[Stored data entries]
§ §
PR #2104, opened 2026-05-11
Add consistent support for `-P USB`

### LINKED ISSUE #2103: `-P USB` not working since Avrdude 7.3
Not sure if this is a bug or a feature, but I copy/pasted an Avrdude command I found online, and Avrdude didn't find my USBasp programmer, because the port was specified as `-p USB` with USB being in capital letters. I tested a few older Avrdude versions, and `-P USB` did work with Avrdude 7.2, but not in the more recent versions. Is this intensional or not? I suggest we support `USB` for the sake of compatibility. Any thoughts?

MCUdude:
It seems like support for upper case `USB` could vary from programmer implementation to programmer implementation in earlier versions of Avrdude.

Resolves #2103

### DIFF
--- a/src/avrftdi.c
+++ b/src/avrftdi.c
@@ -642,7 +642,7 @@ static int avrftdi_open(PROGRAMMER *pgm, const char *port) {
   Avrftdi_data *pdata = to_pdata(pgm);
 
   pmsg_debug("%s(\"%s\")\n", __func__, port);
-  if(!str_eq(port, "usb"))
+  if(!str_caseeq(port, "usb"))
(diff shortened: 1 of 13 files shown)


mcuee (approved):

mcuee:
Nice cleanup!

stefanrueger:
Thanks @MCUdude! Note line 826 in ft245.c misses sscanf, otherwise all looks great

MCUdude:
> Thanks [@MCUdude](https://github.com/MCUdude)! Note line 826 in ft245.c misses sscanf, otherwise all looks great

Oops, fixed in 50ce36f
§ §
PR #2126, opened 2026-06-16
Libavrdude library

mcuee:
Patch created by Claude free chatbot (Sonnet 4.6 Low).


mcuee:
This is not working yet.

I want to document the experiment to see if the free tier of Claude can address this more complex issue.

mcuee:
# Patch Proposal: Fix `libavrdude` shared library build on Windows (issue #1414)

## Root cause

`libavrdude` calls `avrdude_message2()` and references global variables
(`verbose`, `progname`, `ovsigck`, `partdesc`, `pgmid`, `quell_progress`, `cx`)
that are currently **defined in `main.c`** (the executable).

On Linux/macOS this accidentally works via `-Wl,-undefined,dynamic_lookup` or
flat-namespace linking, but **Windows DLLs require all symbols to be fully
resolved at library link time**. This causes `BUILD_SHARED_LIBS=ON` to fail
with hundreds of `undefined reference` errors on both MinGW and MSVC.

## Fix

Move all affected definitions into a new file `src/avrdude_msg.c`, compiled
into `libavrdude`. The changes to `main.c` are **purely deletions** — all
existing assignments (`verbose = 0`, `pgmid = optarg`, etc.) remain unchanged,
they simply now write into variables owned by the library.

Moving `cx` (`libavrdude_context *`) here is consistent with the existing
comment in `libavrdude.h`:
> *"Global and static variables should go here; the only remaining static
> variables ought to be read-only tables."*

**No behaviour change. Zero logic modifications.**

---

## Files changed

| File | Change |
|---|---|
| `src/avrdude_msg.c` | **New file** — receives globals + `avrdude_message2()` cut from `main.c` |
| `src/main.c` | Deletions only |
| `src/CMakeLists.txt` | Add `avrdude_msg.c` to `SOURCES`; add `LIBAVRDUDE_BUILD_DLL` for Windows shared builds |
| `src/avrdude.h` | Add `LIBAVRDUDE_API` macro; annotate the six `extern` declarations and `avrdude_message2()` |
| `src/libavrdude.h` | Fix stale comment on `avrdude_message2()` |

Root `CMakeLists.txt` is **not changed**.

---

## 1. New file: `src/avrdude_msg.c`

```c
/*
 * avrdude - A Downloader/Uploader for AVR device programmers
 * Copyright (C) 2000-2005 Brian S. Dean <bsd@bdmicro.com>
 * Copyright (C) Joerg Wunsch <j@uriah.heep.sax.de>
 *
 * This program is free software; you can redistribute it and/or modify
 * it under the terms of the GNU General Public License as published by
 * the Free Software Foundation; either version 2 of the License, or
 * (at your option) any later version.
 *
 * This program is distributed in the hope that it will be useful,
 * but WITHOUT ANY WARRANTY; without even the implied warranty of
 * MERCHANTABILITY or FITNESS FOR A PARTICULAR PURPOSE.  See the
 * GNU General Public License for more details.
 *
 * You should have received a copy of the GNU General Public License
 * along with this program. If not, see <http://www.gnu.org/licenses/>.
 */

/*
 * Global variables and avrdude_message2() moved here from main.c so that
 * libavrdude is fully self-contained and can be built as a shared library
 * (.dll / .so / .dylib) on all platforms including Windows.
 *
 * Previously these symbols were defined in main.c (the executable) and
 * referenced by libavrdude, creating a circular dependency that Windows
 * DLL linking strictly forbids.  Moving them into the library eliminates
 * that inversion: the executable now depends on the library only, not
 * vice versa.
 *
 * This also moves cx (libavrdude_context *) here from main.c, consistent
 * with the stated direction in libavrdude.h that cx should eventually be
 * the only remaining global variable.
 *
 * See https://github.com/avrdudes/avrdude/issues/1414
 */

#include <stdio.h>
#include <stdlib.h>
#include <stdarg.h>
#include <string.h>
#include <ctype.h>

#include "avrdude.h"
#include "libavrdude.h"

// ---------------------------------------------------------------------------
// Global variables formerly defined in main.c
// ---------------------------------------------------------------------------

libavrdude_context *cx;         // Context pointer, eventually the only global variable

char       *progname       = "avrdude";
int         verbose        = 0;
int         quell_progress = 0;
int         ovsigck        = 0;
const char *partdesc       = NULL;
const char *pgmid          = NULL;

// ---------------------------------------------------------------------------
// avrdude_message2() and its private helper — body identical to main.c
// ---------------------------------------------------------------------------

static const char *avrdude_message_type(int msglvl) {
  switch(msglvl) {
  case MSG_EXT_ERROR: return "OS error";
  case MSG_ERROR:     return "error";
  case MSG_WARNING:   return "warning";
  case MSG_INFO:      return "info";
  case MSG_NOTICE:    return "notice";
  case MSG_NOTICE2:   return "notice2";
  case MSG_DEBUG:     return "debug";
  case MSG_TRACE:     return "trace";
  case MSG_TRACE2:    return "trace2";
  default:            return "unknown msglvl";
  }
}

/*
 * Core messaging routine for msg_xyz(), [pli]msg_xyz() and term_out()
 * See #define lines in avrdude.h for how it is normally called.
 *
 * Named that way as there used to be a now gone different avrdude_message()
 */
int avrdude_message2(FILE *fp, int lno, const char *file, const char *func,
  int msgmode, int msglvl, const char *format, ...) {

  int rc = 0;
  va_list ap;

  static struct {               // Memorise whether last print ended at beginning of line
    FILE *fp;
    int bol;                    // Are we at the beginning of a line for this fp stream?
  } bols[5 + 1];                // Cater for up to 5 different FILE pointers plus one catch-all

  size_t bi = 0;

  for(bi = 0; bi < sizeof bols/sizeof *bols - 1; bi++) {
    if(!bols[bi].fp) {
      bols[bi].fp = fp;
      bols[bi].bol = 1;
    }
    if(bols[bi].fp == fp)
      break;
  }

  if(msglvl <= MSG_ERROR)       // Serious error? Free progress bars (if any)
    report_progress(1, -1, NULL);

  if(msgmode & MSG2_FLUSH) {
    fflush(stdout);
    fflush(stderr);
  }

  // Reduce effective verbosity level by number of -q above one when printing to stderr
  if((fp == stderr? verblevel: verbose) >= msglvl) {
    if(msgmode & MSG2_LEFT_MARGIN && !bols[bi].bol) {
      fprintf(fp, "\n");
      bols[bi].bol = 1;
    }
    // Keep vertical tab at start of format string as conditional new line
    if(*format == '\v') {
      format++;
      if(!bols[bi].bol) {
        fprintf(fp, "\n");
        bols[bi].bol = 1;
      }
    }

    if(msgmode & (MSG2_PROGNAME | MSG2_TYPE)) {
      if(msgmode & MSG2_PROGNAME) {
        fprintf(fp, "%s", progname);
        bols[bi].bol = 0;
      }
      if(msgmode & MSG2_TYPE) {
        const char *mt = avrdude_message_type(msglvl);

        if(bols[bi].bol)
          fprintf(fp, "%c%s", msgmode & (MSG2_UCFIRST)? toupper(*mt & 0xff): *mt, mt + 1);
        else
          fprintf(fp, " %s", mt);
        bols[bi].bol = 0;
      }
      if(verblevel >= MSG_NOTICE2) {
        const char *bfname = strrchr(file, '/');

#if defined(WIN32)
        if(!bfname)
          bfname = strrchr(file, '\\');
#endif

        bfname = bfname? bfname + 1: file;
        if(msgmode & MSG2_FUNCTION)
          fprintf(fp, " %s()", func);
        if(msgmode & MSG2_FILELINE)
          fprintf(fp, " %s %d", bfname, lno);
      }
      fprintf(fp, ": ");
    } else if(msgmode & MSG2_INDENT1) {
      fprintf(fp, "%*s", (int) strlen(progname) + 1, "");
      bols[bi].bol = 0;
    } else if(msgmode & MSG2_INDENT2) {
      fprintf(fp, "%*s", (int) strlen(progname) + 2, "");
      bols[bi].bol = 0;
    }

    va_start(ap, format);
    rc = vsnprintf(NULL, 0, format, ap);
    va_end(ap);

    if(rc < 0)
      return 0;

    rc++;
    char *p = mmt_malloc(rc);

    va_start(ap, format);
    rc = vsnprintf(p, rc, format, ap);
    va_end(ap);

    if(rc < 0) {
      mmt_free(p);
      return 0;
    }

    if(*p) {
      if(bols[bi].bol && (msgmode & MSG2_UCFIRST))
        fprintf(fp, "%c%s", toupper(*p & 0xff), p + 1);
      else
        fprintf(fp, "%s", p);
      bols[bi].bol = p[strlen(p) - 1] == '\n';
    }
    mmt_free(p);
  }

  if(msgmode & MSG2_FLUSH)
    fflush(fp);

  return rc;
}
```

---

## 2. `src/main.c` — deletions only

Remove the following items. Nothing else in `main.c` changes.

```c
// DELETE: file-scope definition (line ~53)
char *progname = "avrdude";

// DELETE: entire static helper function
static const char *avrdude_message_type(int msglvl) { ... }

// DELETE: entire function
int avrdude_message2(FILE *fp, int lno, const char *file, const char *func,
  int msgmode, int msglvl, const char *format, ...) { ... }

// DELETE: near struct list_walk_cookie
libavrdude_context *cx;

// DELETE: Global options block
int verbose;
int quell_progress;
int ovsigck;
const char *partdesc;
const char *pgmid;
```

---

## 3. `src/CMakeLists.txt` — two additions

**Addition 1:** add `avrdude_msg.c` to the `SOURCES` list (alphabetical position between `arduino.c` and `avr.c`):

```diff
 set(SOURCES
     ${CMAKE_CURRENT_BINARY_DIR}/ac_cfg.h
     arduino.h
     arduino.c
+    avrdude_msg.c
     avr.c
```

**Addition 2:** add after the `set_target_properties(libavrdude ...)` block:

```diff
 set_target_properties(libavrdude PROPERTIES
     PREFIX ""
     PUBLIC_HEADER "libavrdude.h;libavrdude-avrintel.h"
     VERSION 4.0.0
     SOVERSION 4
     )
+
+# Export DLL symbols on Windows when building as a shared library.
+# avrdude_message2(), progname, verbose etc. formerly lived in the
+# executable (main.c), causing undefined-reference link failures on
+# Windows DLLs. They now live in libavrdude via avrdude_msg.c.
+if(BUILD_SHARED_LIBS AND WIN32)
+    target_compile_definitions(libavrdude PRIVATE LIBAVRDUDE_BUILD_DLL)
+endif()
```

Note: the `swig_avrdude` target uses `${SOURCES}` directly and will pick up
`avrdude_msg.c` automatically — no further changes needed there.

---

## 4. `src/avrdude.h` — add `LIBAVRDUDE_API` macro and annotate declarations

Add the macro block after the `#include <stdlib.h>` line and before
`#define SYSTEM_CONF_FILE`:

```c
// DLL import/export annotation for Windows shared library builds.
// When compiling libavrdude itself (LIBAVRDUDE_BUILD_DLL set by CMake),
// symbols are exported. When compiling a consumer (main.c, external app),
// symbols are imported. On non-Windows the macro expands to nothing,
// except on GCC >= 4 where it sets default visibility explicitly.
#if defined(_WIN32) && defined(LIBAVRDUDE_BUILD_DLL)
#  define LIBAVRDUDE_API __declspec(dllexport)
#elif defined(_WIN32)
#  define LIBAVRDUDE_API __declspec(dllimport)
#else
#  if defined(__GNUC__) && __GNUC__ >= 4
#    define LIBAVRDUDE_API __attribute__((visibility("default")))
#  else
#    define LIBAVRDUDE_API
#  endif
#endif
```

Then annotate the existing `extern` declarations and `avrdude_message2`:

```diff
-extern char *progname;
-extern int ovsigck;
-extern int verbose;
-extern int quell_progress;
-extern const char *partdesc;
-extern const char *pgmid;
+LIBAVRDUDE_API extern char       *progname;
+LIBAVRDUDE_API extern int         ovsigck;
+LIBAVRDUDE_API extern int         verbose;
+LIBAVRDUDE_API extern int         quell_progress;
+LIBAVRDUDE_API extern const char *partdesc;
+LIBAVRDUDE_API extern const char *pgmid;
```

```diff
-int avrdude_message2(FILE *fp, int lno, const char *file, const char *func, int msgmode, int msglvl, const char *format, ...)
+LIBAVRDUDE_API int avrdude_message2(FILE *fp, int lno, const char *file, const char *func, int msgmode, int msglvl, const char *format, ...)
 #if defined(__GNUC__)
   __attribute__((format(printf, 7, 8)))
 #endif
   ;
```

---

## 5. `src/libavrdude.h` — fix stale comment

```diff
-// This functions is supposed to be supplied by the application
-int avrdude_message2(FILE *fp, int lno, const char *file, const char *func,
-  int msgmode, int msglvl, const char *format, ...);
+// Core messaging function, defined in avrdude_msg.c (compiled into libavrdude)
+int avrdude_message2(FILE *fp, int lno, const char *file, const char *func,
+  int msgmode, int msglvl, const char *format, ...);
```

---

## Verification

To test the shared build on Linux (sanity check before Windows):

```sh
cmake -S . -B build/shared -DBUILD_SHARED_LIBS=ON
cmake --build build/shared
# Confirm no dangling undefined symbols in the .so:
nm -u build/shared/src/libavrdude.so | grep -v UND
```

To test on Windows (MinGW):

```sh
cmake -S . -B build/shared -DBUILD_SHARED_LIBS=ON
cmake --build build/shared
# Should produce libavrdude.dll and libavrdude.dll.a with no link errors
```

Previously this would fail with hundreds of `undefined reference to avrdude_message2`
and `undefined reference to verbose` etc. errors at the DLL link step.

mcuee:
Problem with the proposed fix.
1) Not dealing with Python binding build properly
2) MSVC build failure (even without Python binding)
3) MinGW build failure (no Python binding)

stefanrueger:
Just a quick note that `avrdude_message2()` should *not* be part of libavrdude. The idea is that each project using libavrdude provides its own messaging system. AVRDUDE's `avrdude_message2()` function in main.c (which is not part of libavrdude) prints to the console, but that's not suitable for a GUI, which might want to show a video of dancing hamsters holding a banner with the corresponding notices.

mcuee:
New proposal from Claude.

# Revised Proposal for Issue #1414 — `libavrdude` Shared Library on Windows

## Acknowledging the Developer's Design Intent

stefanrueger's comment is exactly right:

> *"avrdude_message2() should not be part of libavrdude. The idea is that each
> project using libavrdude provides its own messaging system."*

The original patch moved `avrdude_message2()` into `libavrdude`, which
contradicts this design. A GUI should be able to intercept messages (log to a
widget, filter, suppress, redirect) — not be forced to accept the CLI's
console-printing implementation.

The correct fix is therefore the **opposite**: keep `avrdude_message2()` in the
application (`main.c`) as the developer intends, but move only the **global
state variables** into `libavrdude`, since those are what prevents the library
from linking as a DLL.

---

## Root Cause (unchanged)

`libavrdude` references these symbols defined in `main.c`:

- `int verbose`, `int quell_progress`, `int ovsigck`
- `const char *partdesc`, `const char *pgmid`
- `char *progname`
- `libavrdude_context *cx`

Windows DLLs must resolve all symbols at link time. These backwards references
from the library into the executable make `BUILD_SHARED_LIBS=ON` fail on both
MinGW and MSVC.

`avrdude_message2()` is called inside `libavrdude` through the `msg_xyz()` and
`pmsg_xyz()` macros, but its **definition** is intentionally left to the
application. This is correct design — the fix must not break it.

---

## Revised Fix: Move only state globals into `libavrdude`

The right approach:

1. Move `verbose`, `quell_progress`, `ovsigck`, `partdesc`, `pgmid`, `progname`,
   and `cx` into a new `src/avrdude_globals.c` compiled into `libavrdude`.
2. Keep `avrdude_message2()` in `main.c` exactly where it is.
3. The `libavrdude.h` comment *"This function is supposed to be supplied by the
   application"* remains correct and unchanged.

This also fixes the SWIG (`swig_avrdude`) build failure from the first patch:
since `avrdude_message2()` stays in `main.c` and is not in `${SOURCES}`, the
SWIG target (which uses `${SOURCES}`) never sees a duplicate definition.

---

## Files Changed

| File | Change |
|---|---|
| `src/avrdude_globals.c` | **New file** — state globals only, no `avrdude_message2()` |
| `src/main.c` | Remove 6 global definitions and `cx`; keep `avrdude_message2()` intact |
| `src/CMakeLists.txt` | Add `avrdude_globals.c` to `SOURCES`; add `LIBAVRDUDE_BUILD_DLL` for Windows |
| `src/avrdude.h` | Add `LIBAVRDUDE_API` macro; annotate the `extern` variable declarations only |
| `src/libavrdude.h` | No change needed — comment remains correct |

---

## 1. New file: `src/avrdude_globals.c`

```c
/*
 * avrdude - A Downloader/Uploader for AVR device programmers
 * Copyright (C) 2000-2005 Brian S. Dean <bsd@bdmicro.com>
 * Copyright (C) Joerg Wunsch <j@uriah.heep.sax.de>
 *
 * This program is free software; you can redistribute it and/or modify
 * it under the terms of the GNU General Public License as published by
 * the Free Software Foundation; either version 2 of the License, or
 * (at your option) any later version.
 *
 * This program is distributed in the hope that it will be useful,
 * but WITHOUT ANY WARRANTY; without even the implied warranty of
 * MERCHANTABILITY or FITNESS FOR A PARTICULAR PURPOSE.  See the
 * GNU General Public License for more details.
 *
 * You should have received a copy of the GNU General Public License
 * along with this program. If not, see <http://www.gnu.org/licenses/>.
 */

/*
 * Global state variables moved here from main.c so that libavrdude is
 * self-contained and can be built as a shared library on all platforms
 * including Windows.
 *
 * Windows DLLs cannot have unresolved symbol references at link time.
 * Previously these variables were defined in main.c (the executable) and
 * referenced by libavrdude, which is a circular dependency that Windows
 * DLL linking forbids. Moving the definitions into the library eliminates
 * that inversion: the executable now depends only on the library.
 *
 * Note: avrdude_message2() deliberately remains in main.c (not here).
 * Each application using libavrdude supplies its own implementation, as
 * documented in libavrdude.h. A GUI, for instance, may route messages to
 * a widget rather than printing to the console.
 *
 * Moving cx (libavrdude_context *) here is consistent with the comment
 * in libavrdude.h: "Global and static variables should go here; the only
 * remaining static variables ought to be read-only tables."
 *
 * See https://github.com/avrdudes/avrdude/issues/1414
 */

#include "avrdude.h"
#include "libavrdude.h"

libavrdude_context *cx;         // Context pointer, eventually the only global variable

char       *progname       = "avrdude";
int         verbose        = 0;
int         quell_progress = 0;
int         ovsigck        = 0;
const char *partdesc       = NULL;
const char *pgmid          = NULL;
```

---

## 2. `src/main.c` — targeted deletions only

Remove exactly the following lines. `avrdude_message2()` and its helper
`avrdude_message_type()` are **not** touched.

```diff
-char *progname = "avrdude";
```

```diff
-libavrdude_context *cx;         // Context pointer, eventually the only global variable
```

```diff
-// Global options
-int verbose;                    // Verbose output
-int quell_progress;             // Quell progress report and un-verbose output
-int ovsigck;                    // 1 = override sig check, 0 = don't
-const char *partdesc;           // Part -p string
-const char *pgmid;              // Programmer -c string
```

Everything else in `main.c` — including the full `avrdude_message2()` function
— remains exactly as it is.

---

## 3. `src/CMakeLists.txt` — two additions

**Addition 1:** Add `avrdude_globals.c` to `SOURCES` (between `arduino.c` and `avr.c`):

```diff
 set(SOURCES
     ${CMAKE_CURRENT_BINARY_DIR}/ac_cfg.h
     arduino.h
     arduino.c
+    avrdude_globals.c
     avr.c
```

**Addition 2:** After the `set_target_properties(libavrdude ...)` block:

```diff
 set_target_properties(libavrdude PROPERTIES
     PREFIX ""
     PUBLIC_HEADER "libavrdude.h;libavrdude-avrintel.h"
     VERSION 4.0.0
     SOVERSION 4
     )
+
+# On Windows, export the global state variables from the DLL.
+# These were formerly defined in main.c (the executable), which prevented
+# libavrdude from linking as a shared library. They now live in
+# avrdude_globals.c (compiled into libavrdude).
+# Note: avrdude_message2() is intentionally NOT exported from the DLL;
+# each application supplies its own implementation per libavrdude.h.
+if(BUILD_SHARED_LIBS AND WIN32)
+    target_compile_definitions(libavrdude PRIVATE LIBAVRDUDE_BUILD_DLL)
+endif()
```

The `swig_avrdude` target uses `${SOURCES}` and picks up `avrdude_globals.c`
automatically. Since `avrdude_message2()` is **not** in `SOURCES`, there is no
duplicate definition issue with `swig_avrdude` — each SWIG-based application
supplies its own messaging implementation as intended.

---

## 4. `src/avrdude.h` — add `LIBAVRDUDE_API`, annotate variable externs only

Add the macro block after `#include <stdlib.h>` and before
§ §
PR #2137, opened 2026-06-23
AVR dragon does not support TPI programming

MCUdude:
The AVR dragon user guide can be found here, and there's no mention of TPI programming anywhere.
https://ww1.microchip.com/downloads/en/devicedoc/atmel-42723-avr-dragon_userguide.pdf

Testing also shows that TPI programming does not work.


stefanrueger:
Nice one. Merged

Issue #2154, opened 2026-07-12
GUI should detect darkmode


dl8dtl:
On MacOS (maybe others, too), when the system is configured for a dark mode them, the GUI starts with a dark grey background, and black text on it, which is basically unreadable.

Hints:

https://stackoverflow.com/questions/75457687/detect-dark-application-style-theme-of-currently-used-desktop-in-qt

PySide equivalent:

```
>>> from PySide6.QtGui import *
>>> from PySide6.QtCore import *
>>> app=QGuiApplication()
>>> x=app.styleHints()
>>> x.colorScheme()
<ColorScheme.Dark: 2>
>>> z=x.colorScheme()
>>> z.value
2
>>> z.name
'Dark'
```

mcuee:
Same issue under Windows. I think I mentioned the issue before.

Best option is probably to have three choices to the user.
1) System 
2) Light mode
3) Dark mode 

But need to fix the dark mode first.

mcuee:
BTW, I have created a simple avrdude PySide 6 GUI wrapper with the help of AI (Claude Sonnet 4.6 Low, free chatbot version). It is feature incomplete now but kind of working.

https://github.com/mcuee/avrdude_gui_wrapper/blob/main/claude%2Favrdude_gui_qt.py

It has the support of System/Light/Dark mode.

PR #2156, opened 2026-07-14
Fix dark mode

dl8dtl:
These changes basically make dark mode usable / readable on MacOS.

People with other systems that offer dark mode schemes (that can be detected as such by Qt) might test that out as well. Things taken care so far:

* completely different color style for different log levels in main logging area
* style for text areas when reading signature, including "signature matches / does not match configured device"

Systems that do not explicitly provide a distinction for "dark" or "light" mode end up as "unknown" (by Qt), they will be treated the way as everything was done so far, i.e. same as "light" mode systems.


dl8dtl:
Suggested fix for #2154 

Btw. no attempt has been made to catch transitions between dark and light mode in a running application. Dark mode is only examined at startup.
§ §
* [Task]
Set down again, word for word, the stretch of records from the line with "3) Dark mode" to the line with "Btw. no attempt", both of those lines included.

* [Response to the task]
3) Dark mode 

But need to fix the dark mode first.

mcuee:
BTW, I have created a simple avrdude PySide 6 GUI wrapper with the help of AI (Claude Sonnet 4.6 Low, free chatbot version). It is feature incomplete now but kind of working.

https://github.com/mcuee/avrdude_gui_wrapper/blob/main/claude%2Favrdude_gui_qt.py

It has the support of System/Light/Dark mode.

PR #2156, opened 2026-07-14
Fix dark mode

dl8dtl:
These changes basically make dark mode usable / readable on MacOS.

People with other systems that offer dark mode schemes (that can be detected as such by Qt) might test that out as well. Things taken care so far:

* completely different color style for different log levels in main logging area
* style for text areas when reading signature, including "signature matches / does not match configured device"

Systems that do not explicitly provide a distinction for "dark" or "light" mode end up as "unknown" (by Qt), they will be treated the way as everything was done so far, i.e. same as "light" mode systems.


dl8dtl:
Suggested fix for #2154 

Btw. no attempt has been made to catch transitions between dark and light mode in a running application. Dark mode is only examined at startup.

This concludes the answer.